Thanks, that is exactly what we had before, we even have a huge window above the fireplace...lots of sunshine, but also a little drafty and hot in the summer...and the scarf swags the kids loved to pull on so they always looked messed up but then again that matched our sofas since they are loose pillow backs, always messed up.


----------



## Sam375 (Feb 2, 2009)

So, Our carpet is coming next week, but our sectional not until June.
The sectional is a brown, goldish sage color. It is a unique tone, but it was cheap (we have 3 small kids) and it will match ok.
I went to walmart and they had some really nice panels for the windows.


----------



## susieg (Aug 28, 2009)

Hmm...this is tricky because the top of your curved windows and top of your french doors are at different heights. You really want the three treatments to work together as one treatment. I wouldn't want to see you hang rods or panels at different heights. That being said, maybe a roman shade would work? Either a woven shade or a fabric one. You could mount them where your roll down shades are mounted now. It looks like there is room to mount a roman inside the window frame of the curved windows. But the french doors look like they might have to be outside mounted. So to make them look cohesive, you could incorporate a small valance [just deep enough to accommodate the shade and about 2" to 4" high] over each french door and then mount a valance that is slightly wider than the window on the outside the curved window frames. Or I think I'd be ok with a small valance on the french doors and no valance on the curved windows if you inside mount the shades. Hope that makes sense! You could always draw up a quick elevation to see what it will look like.


----------



## ginaf (Mar 24, 2010)

If it were me I would do plantation shutters! that would be gorgeous, but they are quite pricey, so if you didn't do that I would use the about a 2 1/2 to 3 inch wooden blind, I think now they are made of PVC which are really wonderful to clean. They look like wood, you really can't tell the difference


----------



## susieg (Aug 28, 2009)

Sorry to give my 2cents twice, so now its my 4cents  But...I totally agree with Gina that shutters [painted to match your trim] would look the best. That's what I would use if it were my home, especially since the sofa is in front of the windows. Personally, I prefer the 3" or 4" louvers on larger windows. But you said you didn't want shutters....


----------



## Evye's Mom (Dec 16, 2008)

Are those pictures that can be removed between the windows and the french doors, or speakers that cannot be covered up?
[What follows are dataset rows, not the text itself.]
PR #1480, opened 2017-05-04
New RTL

hamid80386:
Hello 
I've solved the previous problems and requested new pull... 
Now RTL verison work fine...


REJack:
Please don't recreate your PR after new commits, they come automatically to your PR if you push them to your branch.

hamid80386:
Thank you for your note, i just saw some new problems and solved those...

MostafaSh:
Hi @hamid80386 
Thanks for your great job. 

I have a question.
How should i use your changes to have adminlte Right to Left?
I don't know how to use your changes.

would you help me please?
thanks

hamid80386:
Hello @MostafaSh 
this is easy
you must see index-rtl1.html or index-rtl2.html for have a sample.

just add rtl in the wrapper  class
if you want to dont change all pull-left classes to pull-right add "rtl-inv" to that class too, but we don't recommend it!
`<div class="wrapper rtl rtl-inv">`

MostafaSh:
thanks a lot @hamid80386!
now it looks really amazing !

but there is a problem. when I used data table, the "lengthChange" doesn't set in the
 corner and came to middle of row. 

how could i fix it?

image

hamid80386:
Dear @MostafaSh 
In RTL we look at main component in AdminLTE

In other page, we don't have any act, but if you want to make RTL for these component, you have easy job!

That need only some seconds!

Best Regards

almasaeed2010:
Hello @hamid80386 

First of all, thanks for the great work! We really appreciate it.

Unfortunately, implementing an RTL version is not this simple. At this point, your changes don't affect all of AdminLTE's components. For example, the custom drop down menus in the main navbar are not RTL, the control sidebar still appears on the right and borders of the light sidebar skins are appearing in the wrong direction.

Also, this is implemented without using any of the conventions or the tools to help us maintain it such as LESS.

Again, we really appreciate it but we can't merge this at this point.

Thanks!

PR #1499, opened 2017-05-18
Fix docs link

tomRedox:


almasaeed2010:
Hello @tomRedox 
Thanks for the reminder. We are actually migrating the docs to an online versioned system. This link should now work. I forgot to publish the docs earlier.

Thanks!

PR #1525, opened 2017-06-05
fix control sidebar top padding

kspearrin:
To see the the problem:
1. Go to https://adminlte.io/themes/AdminLTE/index2.html
2. Open the control sidebar
3. Set browser width to exactly 768px

Top padding adjustment media query was off by 1px. Window width 768px (iPad) would show the additional padding, when it should only show at < 768px.

This PR fixes that.


almasaeed2010:
Thanks!

PR #1526, opened 2017-06-06
replaced boxed-bg images with static color

mojoaxel:
I'm importing the less files from the build directory directly in my application (using webpack).
This allows to only import the components I need in my application.

This works fine except for the `@boxed-layout-bg-image-path` variable because it uses a relative path that is not availably.

To fix this I replaced the dummy-background-image with a static background color.

* boxed-gb.jpg was only used as dummy background in the boxed layout.
* boxed-gb.png was not used at all (as far as I could see).


andrex873:
This is a good change to be included in one release, those images are not needed, and solve the error when we use webpack.

almasaeed2010:
Merged. Thanks!

PR #1544, opened 2017-06-16
Use css "text-overflow" to turncate long texts

tutkun:
...


almasaeed2010:
I am sorry I can't review changes with the number of commits showing here :(

What is the issue you are trying to solve?

PR #1569, opened 2017-07-06
fix 'footer is not at the bottom' issue

Th3M3:
see https://github.com/almasaeed2010/AdminLTE/issues/1547#issuecomment-311759441 for details


almasaeed2010:
Hello @Th3M3 

Sorry for the delay! These fixes are applied to the dist file rather than the build files. They will be automatically removed when building.

Also, I am not sure we need a setTimeout here since it cases performance issue.

Thanks!

Th3M3:
Have my changes now been applied or do I need to open a new PR for this?

I have cloned the master branch yesterday but the issue is not solved.
The footer does still not align to bottom if the menu's height is bigger then the Window's height and the content's height is not.
Then the resulting gap is exactly the height of the footer.

Th3M3:
@almasaeed2010

PR #1584, opened 2017-07-19
border colour changed for .navbar-custom-menu

tutkun:
added right menu border colours. but, i don't yet know "less variable" that have for the other colors.

That is image


almasaeed2010:
I am sure how this fixes the issue. Could you please elaborate?

Also, all the `.less` extensions should be removed since LESS doesn't require them and this is the convention we follow.

Thanks!

PR #1587, opened 2017-07-20
Fixes corrupt looking table headers.

ccoltman:
Should also remove 700 from the Google Font API reference


ccoltman:
Actually I think removing 700 from the Google Font API reference is enough, as it's not the fault of the template, it's the fault of the font itself. I'll close this.

PR #3368, opened 2026-05-29
feat(php): add SDK examples component

### LINKED ISSUE #3311: PHP SDK: add examples and examples-php component

Every other SDK has examples wired through repository component detection, but the PHP SDK does not yet have `examples/php/` examples or an `examples-php` component entry. This is fine as a follow-up and not a merge blocker, but should be tracked so it does not get lost.

## Scope

- Add `examples/php/` examples following the shape and coverage expectations of the other SDK example directories.
- Add an `examples-php` component entry in `.github/config/components.yml`.
- Wire the component paths so PHP example changes trigger the expected CI tasks.
- Ensure the examples component depends on the PHP SDK and any required Rust server / CI infrastructure components.

## References

- `examples/python/`, `examples/node/`, `examples/go/`, `examples/java/`, `examples/csharp/`, `examples/rust/`
- `.github/config/components.yml`

Related: #3302
Initial PHP SDK work: #3235

countradooku:
## Summary

- add PHP SDK examples under `examples/php` for getting-started and basic producer/consumer flows
- add an `examples-php` component entry with PHP SDK, Rust SDK, Rust server, and CI infrastructure dependencies
- wire PHP examples into `_test_examples.yml` and `scripts/run-examples-from-readme.sh`

Closes #3311.

## Validation

- `php -l` for all PHP example files
- `bash -n scripts/run-examples-from-readme.sh`
- `git diff --check`
- `./scripts/ci/markdownlint.sh examples/php/README.md`
- `./scripts/ci/license-headers.sh --check`
- `cargo build --locked --bin iggy-server`
- `cargo build` in `foreign/php`
- pre-push hook: cargo clippy passed; Go lint suites passed; Java/C# skipped as no relevant files changed

### DIFF
--- a/examples/php/README.md
+++ b/examples/php/README.md
@@ -34,5 +34,6 @@ php -d extension="${PHP_IGGY_EXTENSION:-../../foreign/php/target/debug/libiggy_p
 php -d extension="${PHP_IGGY_EXTENSION:-../../foreign/php/target/debug/libiggy_php.so}" basic/consumer.php
 ```
 
-The examples use `IGGY_CONNECTION_STRING` when it is set. Otherwise they connect
-to `iggy+tcp://iggy:iggy@127.0.0.1:8090`.
+The examples use `IGGY_CONNECTION_STRING` when it is set. Otherwise they build
+`iggy+tcp://iggy:iggy@127.0.0.1:8090` from `IGGY_HOST`, `IGGY_PORT`,
+`IGGY_USERNAME`, and `IGGY_PASSWORD`, which can be set individually.
--- a/examples/php/README.md
+++ b/examples/php/README.md
@@ -1,0 +1,38 @@
+# Iggy PHP Examples
+
+This directory contains sample applications that show how to use the Apache
+Iggy PHP SDK extension.
+
+## Running Examples
+
+Start the server from the repository root:
+
+```bash
+cargo run --bin iggy-server -- --fresh --with-default-root-credentials
+```
+
+From `examples/php`, build the PHP extension and point PHP at it:
+
+```bash
+(cd ../../foreign/php && cargo build)
+export PHP_IGGY_EXTENSION="$(pwd)/../../foreign/php/target/debug/libiggy_php.so"
+```
+
+On macOS, use `../../foreign/php/target/debug/libiggy_php.dylib` instead.
+
+### Getting Started
+
+```bash
+php -d extension="${PHP_IGGY_EXTENSION:-../../foreign/php/target/debug/libiggy_php.so}" getting-started/producer.php
+php -d extension="${PHP_IGGY_EXTENSION:-../../foreign/php/target/debug/libiggy_php.so}" getting-started/consumer.php
+```
+
+### Basic Usage
+
+```bash
+php -d extension="${PHP_IGGY_EXTENSION:-../../foreign/php/target/debug/libiggy_php.so}" basic/producer.php
+php -d extension="${PHP_IGGY_EXTENSION:-../../foreign/php/target/debug/libiggy_php.so}" basic/consumer.php
+```
+
+The examples use `IGGY_CONNECTION_STRING` when it is set. Otherwise they connect
+to `iggy+tcp://iggy:iggy@127.0.0.1:8090`.
--- a/examples/php/basic/producer.php
+++ b/examples/php/basic/producer.php
@@ -1,0 +1,37 @@
+<?php
+
+/*
+ * Licensed to the Apache Software Foundation (ASF) under one
+ * or more contributor license agreements.  See the NOTICE file
+ * distributed with this work for additional information
+ * regarding copyright ownership.  The ASF licenses this file
+ * to you under the Apache License, Version 2.0 (the
+ * "License"); you may not use this file except in compliance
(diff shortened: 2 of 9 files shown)


scripts/run-examples-from-readme.sh
```diff
@@ -284,6 +284,49 @@ run_python_examples() {
...
+        local extension_candidate
+        for extension_candidate in \
+            target/debug/libiggy_php.so \
+            target/debug/libiggy_php.dylib \
+            target/debug/iggy_php.dll \
+            foreign/php/target/debug/libiggy_php.so \
+            foreign/php/target/debug/libiggy_php.dylib \
+            foreign/php/target/debug/iggy_php.dll; do
+            if [ -f "${extension_candidate}" ]; then
+                PHP_IGGY_EXTENSION="${extension_candidate}"
```
hubcio: this sets `PHP_IGGY_EXTENSION` to a repo-root-relative path, but `run_language_examples` cds into `examples/php` before the readme command evals `php -d extension="${PHP_IGGY_EXTENSION:-...}"`. the var is now set so the `:-` fallback is skipped, and the relative path resolves against `examples/php/` -> file missing -> extension fails to load -> `Iggy\Client` undefined -> fatal. the `[ ! -f ]` check above runs while still at repo root so it passes and masks it. CI is fine since the workflow exports an absolute `realpath`, but `./scripts/run-examples-from-readme.sh --language php` run locally hits it. fix: `PHP_IGGY_EXTENSION="$(pwd)/${extension_candidate}"`. also the `iggy_php.dll` candidates are dead here (no windows runner) and can be dropped.

examples/php/src/common.php
```diff
@@ -0,0 +1,96 @@
...
+function print_polled_messages(Client $client, string $stream, string $topic, int $count): void
+{
+    $messages = $client->pollMessages($stream, $topic, 0, PollingStrategy::first(), $count, true);
+
+    if (count($messages) < $count) {
+        throw new RuntimeException("Expected {$count} messages, received " . count($messages));
+    }
+
+    foreach ($messages as $message) {
+        if (!$message instanceof ReceiveMessage) {
```
hubcio: `pollMessages()` always returns an array of `ReceiveMessage`, so this guard can never be false and the `continue` is unreachable. drop it and iterate directly.

examples/php/src/common.php
```diff
@@ -0,0 +1,96 @@
...
+}
+
+function ensure_stream_and_topic(Client $client, string $stream, string $topic): void
+{
+    if ($client->getStream($stream) === null) {
+        $client->createStream($stream);
+    }
+
+    if ($client->getTopic($stream, $topic) === null) {
+        $client->createTopic($stream, $topic, 1, null, null, null, null);
```
hubcio: the 4 trailing `null`s match the stub defaults, so `createTopic($stream, $topic, 1)` is equivalent and cleaner. the python example skips them too.

scripts/run-examples-from-readme.sh
```diff
@@ -284,6 +284,49 @@ run_python_examples() {
...
+    }
+
+    run_language_examples \
+        "PHP" \
+        "examples/php" \
+        "README.md" \
+        "^php " \
+        "" \
+        "" \
+        0 \
```
hubcio, line 324: non-blocking and the other runners pass `0` too, so fine to leave - but `0` means no per-command timeout, and `connect()` retries unbounded by default. if the server dies after startup a stalled connect rides all the way to the 60-min job timeout instead of failing fast. python passes `10`. could be a small repo-wide follow-up.

examples/php/README.md
```diff
@@ -0,0 +1,38 @@
...
+```
+
+### Basic Usage
+
+```bash
+php -d extension="${PHP_IGGY_EXTENSION:-../../foreign/php/target/debug/libiggy_php.so}" basic/producer.php
+php -d extension="${PHP_IGGY_EXTENSION:-../../foreign/php/target/debug/libiggy_php.so}" basic/consumer.php
+```
+
+The examples use `IGGY_CONNECTION_STRING` when it is set. Otherwise they connect
```
hubcio: the examples also fall back to `IGGY_HOST`, `IGGY_PORT`, `IGGY_USERNAME` and `IGGY_PASSWORD` when `IGGY_CONNECTION_STRING` is unset, but only the connection string is documented here. worth a line so people know the individual vars work too.

examples/php/basic/producer.php
```diff
@@ -0,0 +1,37 @@
...
+declare(strict_types=1);
+
+require_once __DIR__ . '/../src/common.php';
+
+$stream = 'php-basic-stream';
+$topic = 'php-basic-topic';
+$client = iggy_client();
+
+ensure_stream_and_topic($client, $stream, $topic);
+send_payloads($client, $stream, $topic, [
```
hubcio: small consistency thing - the getting-started producer builds payloads via `example_payloads()` while this one uses an inline array. could call `example_payloads('basic', 3)` here so both follow one style.

hubcio (changes requested):

hubcio (approved):

spetz (approved):

PR #3373, opened 2026-05-29
feat(sdk): support sending raw requests for custom commands

spetz:
The SDK only exposed the commands it explicitly wraps, with no public
way to issue an arbitrary one. This left no room for extending a
deployment with custom server commands without modifying the SDK.

Expose two inherent methods on IggyClient: send_binary_request(code,
payload) for the binary transports (TCP, QUIC, WebSocket) and
send_http_request(method, path, body) for HTTP, each returning the
raw response bytes. Both reuse the live authenticated connection,
framing, and reconnect logic. Calling the binary method on HTTP or
the reverse returns FeatureUnavailable.

These methods stay off the Client trait to avoid burdening every
transport with calls meaningless to it. The HttpMethod enum lives in
iggy_common so the trait carries no concrete HTTP client dependency.


core/sdk/src/clients/client.rs
```diff
@@ -182,6 +184,31 @@ impl IggyClient {
     pub async fn get_connection_info(&self) -> ConnectionInfo {
         self.client.read().await.get_connection_info().await
     }
+
+    /// Send a raw binary command (`code` + serialized `payload`) and return the
+    /// raw response. Binary transports only; HTTP yields `FeatureUnavailable`.
+    pub async fn send_binary_request(&self, code: u32, payload: Bytes) -> Result<Bytes, IggyError> {
```
hubcio, line 211: heads up for the `vsr`/server-ng path: this forwards any `code` straight into `send_raw_with_response` with no validation. under `--features vsr`, passing `LOGIN_REGISTER_CODE`/`LOGIN_REGISTER_WITH_PAT_CODE` on an already-logged-in client hits the Register branch of `encode_request_header`, which calls `register_request_id()` -> that asserts `!register_consumed` and `!is_bound()`, both false after login, so it panics. the panic fires while holding the `consensus_session` `std::sync::Mutex` (websocket encodes inline so it unwinds the caller; tcp/quic encode inside `tokio::spawn` so it first surfaces as `TcpError`/`QuicError`), which poisons the mutex - so every later `reset_vsr_session`/`bind`/`disconnect` hits `.lock().expect("...poisoned")` and re-panics, leaving the client unusable on all binary transports. classic framing is unaffected (no consensus session there). raw `LOGOUT_USER_CODE` is the same class: no panic, but it skips `reset_vsr_session`/state reset so the sdk keeps a dead session. simplest fix is to reject login/logout control codes here (there's an `is_login_register_code` helper already), and/or have `register_request_id`/`encode_request_header` return `Err` instead of asserting now that this is a public caller-controlled entry point.

core/sdk/src/clients/client.rs
```diff
@@ -182,6 +184,31 @@ impl IggyClient {
     pub async fn get_connection_info(&self) -> ConnectionInfo {
         self.client.read().await.get_connection_info().await
     }
+
+    /// Send a raw binary command (`code` + serialized `payload`) and return the
```
hubcio: the doc only mentions HTTP yielding `FeatureUnavailable`, but under `--features vsr` this can also fail at encode time: a genuinely-custom/unknown code is rejected by `operation_for_code` with `InvalidCommand` (a known-but-replicated code with no mapping gets `UnknownReplicatedCommand`). so the "send custom commands without modifying the sdk" goal only holds on the classic protocol - under server-ng the encoder is closed-world and only carries codes already in the dispatch table. worth spelling that restriction out here.

core/sdk/src/clients/client.rs
```diff
@@ -182,6 +184,31 @@ impl IggyClient {
...
+    /// raw response. Binary transports only; HTTP yields `FeatureUnavailable`.
+    pub async fn send_binary_request(&self, code: u32, payload: Bytes) -> Result<Bytes, IggyError> {
+        match &*self.client.read().await {
+            ClientWrapper::Tcp(client) => client.send_raw_with_response(code, payload).await,
+            ClientWrapper::Quic(client) => client.send_raw_with_response(code, payload).await,
+            ClientWrapper::WebSocket(client) => client.send_raw_with_response(code, payload).await,
+            ClientWrapper::Http(_) | ClientWrapper::Iggy(_) => Err(IggyError::FeatureUnavailable),
```
hubcio, line 219: minor consistency: `Iggy(_)` is lumped with `Http(_)` into `FeatureUnavailable`, but `ClientWrapper::Iggy` wraps a nested `IggyClient` that has these same inherent methods, so it could just recurse (`Iggy(client) => client.send_binary_request(...).await`). in practice `Iggy` is never constructed today (the builder and `from_connection_string` only produce concrete transports), so this is dead-path tidiness rather than a live bug. note `send_http_request` hides `Iggy` under the `_` arm just below, so a fix would need an explicit arm there too.

core/integration/tests/sdk/raw.rs
```diff
@@ -0,0 +1,90 @@
...
+#[iggy_harness(test_client_transport = [Tcp, Quic, Http, WebSocket])]
+async fn given_authenticated_client_when_sending_raw_request_should_round_trip(
+    harness: &TestHarness,
+) {
+    let client = harness.root_client().await.unwrap();
+    assert_raw_round_trip(&client).await;
+}
+
+#[cfg(feature = "vsr")]
+#[iggy_harness(test_client_transport = [Tcp, WebSocket])]
```
hubcio, line 36: the `vsr` arm only ever sends `PING_CODE` and `GET_STATS_CODE`, both non-replicated, so it never exercises a replicated/custom code or the login/logout-code path under vsr. a case that sends a login/register code on a bound client (should return a clean `Err`, not panic) plus an unknown-code reject would actually cover the raw path on server-ng.

core/common/src/types/http.rs
```diff
@@ -0,0 +1,40 @@
...
+ * KIND, either express or implied.  See the License for the
+ * specific language governing permissions and limitations
+ * under the License.
+ */
+
+use strum::{Display, EnumString, IntoStaticStr};
+
+/// HTTP request method, kept dependency-free so `iggy_common` carries no
+/// concrete HTTP client type.
+#[derive(Clone, Copy, Debug, Default, Display, PartialEq, Eq, EnumString, IntoStaticStr)]
```
hubcio, line 23: `Display`, `EnumString` (FromStr) and `Default` aren't used anywhere in-repo right now - only `IntoStaticStr` via `<&str>::from` is. fine to keep them since this is prelude-exported public api, just flagging they're currently unexercised. `#[default] Get` only matters to downstream callers; a one-line "defaults to GET" doc would remove any surprise.

core/common/src/types/http.rs
```diff
@@ -0,0 +1,40 @@
...
+pub enum HttpMethod {
```
hubcio, line 24: follow-up, not for this pr: there's already an `HttpMethod` in `core/connectors/sinks/http_sink/src/lib.rs` (serde-based, `#[default] Post`, no `Options`). two enums now coexist in different crates. not trivially mergeable (this one is intentionally dependency-free, that one is serde config), but worth a dedup later if `iggy_common` ever gains serde.

hubcio (changes requested):

core/common/src/types/http.rs
spetz: Good point for the future refactoring.

hubcio (approved):

numinnex (approved):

Are you wanting simple and subtle or wanting the window treatments to be a focal point in the room. If those were my windows/view I would want to bring as much attention to them as I could. IDK, I'd love to see some heavy draperies with some nice hefty, decorative rods but NOT blocking the windows.


----------



## Sam375 (Feb 2, 2009)

Thanks for the opinions, its is helpful.
I was thinking of just a valance, but my hubbie says doesn't like just a valance. He was saying just treat the side windows and leave the french doors alone, but I don't like that.

They are in wall speakers, but not used all the time, so could be covered as long as the drapes could be pushed out of the way, which I would need to do anyway for the few occassions we use the double french doors.

I think that shutters would look gorgeous, but would be out of budget, plus, do they make shutters for french doors?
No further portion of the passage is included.